A new look at decades of data from museum collections and surveys of leaf-litter ants in Florida reveals a steady decline in native ants and simultaneous increase in nonnative ants – even in protected natural areas of the state, researchers report.

The study tracked leaf-litter ant abundance from 1965 to 2019. Nonnative ants represented 30% of the 177 ground-dwelling species detected in surveys across the state in later years, the team reports. Their dominance grew most notably in southern Florida, where nonnatives increased from 43% to 73% over the decades studied.
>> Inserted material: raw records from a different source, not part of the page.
PR #97, opened 2021-07-16
feat: auth0 service examples

jbolda:
## Motivation

We want to enable users to quickly try out a simulacrum server with the auth0 service. This sets up two examples using nextjs to enable it.

## Approach

This has two examples: one using auth0-react and one using nextjs-auth0.

The former appears to work as expected, and I have added a CSB link. I don't know that it will work until we run our next publish though. The latter appears to have an issue with `socket hung up`. It seems that we are just not handling that auth use case (cookies?), and that can be enabled in a separate PR. I left it in this PR with a note that it is in process in the readme. _Note it was already fixed._

I also hooked it up to covector so it will get an updated changelog which makes it easier to track what we changed over time.

### Alternate Designs

Regarding CodeSandbox, we could also set up the CSB bot to build an updated sandbox on PRs. That may be worth exploring, but I think we have other priorities first before that makes sense to realize.

### TODOs and Open Questions

- Is it OK to commit the example that currently isn't working? This is a new enough library that I am not terribly concerned about it personally.


jbolda:
Sort of an interesting situation, but since the ESlint action ran and made the last commit, only CircleCI ran. By default, actions can't trigger other actions so even though covector successfully ran in my last commit, it didn't run on the last commit. Since it is required, the status check continues to wait for it.

jbolda:
With that last push from @dagda1, I think this is ready to go. It is rather feature slim, but we can iterate from here.

dagda1 (approved):
👍

PR #100, opened 2021-07-27
pass state to auth0-js and fix trailing for openid endpoints

dagda1:
## Motivation

#97 exposed a couple of subtle bugs.

## Approach

There were a couple of glitches fixed in this PR

1.  The same state field was not getting passed throughout the redirects

2. The `/.well-known/openid-configuration` endpoint was not adhering to the required forward slash of the URLs.  The `iss` field of the jwt must have a forward slash.  The json object returned from `/.well-known/openid-configuration` has an `issuer` field which clients use to validate the `iss`.  Our `issuer` field did not have a forward slash.

### DIFF
--- a/.changes/state-iss.md
+++ b/.changes/state-iss.md
@@ -1,0 +1,5 @@
+---
+"@simulacrum/auth0": minor
+---
+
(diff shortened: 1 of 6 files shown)


taras (approved):
👍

The nonnative ants are most likely arriving with goods transported to Florida from around the world.

Reported in the journal Current Biology, the findings point to a potential future devoid of native ants, the researchers said.

“Leaf-litter ants tend to be very small, just a few millimeters in length, so moving through soil, leaves and other litter is like climbing over hills for them,” said University of Illinois Urbana-Champaign evolution, ecology and behavior professor Andrew Suarez, who led the research with Douglas Booher, a research entomologist with the U.S. Department of Agriculture Forest Service; and Corrie Moreau, a professor of entomology and of ecology and evolution at Cornell University. “Many of them are small specialist predators, like trap-jaw ants of the genus Strumigenys, which are solitary hunters that specialize in catching small arthropods like springtails.”